*** Data listing Section Begins ***
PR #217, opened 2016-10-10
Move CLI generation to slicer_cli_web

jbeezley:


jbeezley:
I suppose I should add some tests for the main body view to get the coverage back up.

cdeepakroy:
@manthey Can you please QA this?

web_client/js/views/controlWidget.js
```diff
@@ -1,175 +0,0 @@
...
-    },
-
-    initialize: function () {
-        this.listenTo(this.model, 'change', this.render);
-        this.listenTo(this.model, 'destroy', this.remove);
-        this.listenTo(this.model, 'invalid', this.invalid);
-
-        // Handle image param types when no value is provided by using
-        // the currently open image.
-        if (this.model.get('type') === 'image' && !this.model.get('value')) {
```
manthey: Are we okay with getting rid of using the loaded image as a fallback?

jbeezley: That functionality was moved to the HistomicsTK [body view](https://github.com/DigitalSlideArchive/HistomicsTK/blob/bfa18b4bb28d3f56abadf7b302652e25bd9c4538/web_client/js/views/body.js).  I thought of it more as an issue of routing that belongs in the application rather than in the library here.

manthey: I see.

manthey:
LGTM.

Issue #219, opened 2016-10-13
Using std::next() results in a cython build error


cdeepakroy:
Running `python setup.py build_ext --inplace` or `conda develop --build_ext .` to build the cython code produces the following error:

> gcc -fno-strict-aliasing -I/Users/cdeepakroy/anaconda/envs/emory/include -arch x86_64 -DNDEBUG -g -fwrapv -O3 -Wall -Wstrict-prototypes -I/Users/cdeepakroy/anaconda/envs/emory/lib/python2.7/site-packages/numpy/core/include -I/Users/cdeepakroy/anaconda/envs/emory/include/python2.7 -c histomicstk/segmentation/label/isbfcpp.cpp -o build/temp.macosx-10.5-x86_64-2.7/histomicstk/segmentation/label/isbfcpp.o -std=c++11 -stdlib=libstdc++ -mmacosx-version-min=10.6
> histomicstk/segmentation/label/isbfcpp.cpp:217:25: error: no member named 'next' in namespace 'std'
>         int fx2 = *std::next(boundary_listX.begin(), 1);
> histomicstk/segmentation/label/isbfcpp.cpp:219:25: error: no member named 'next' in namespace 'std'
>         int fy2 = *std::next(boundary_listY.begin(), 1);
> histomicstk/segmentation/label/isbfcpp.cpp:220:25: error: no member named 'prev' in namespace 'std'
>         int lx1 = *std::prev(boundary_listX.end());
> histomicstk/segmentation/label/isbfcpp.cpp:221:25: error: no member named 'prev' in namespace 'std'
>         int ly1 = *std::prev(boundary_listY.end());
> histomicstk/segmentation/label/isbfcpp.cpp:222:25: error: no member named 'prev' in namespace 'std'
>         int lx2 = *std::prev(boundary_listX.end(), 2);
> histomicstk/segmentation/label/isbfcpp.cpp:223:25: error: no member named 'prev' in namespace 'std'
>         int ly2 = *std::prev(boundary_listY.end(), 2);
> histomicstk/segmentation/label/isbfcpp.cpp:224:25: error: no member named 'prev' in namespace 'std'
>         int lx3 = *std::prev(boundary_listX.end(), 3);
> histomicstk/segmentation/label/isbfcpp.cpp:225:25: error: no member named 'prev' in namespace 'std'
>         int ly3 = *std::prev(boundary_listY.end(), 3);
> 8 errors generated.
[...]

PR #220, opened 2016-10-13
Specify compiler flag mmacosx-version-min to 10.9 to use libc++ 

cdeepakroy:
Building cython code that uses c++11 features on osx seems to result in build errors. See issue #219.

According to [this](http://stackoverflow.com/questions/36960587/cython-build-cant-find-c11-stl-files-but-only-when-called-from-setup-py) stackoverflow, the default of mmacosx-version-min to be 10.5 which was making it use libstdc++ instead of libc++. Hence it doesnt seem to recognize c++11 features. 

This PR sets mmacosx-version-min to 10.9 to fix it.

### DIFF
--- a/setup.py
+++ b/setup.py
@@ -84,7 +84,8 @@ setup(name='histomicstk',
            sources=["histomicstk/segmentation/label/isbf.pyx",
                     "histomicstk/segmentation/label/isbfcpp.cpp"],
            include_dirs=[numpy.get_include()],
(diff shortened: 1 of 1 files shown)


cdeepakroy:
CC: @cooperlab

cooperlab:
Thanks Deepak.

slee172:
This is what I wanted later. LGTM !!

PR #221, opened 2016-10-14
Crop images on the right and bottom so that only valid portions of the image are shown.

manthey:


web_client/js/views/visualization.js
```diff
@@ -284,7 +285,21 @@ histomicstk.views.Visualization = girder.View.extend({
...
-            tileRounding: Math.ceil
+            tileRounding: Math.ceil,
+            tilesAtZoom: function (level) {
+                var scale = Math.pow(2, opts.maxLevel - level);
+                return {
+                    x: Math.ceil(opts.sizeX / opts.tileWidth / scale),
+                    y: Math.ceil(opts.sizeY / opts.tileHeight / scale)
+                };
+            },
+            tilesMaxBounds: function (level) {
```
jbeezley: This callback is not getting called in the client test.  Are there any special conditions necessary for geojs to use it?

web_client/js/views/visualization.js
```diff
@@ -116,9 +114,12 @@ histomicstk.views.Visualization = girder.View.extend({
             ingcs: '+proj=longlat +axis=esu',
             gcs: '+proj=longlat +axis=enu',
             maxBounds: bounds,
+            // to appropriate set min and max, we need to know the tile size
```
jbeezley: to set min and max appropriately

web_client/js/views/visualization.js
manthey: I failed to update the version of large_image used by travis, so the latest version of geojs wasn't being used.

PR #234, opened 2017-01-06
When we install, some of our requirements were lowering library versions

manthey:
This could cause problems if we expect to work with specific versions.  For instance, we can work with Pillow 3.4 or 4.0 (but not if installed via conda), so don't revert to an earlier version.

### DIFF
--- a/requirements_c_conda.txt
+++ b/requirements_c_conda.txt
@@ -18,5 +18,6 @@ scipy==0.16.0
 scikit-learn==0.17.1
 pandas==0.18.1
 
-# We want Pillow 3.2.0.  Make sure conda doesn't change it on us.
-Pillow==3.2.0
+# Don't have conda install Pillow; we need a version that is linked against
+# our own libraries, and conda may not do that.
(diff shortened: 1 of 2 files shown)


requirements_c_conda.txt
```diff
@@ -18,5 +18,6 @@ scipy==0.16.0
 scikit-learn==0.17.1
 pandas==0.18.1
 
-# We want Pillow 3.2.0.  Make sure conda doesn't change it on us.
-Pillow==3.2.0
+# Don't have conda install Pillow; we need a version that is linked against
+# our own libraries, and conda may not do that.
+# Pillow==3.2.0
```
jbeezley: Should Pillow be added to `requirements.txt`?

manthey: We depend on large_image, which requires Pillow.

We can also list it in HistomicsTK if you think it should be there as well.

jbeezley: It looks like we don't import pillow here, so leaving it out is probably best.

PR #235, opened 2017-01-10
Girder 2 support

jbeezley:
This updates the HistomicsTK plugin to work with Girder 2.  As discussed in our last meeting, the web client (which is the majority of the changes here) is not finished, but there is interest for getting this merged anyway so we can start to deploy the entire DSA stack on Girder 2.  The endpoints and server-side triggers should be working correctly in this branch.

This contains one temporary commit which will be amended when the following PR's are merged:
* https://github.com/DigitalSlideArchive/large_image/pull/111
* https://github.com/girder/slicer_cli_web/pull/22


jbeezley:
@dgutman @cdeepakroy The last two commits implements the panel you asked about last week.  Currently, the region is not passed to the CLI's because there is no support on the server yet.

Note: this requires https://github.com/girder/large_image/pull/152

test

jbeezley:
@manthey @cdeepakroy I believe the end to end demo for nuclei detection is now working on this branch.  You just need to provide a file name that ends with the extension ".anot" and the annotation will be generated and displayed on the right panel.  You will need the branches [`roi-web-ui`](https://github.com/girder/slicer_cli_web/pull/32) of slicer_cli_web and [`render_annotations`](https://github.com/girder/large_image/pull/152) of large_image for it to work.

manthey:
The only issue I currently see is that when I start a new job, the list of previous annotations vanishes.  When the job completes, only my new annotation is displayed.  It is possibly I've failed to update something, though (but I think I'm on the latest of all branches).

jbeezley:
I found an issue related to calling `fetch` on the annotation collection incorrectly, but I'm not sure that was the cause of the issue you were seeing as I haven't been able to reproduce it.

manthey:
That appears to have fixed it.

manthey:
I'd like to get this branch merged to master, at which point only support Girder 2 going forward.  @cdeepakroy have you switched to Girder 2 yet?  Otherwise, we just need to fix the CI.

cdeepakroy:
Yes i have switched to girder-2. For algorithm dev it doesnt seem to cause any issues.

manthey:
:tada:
*** Data listing Section Ends ***
* Your objective *
Whenever a line of the data holds the string "latest", pick that line out.

* Answer area *
manthey: I failed to update the version of large_image used by travis, so the latest version of geojs wasn't being used.
The only issue I currently see is that when I start a new job, the list of previous annotations vanishes.  When the job completes, only my new annotation is displayed.  It is possibly I've failed to update something, though (but I think I'm on the latest of all branches).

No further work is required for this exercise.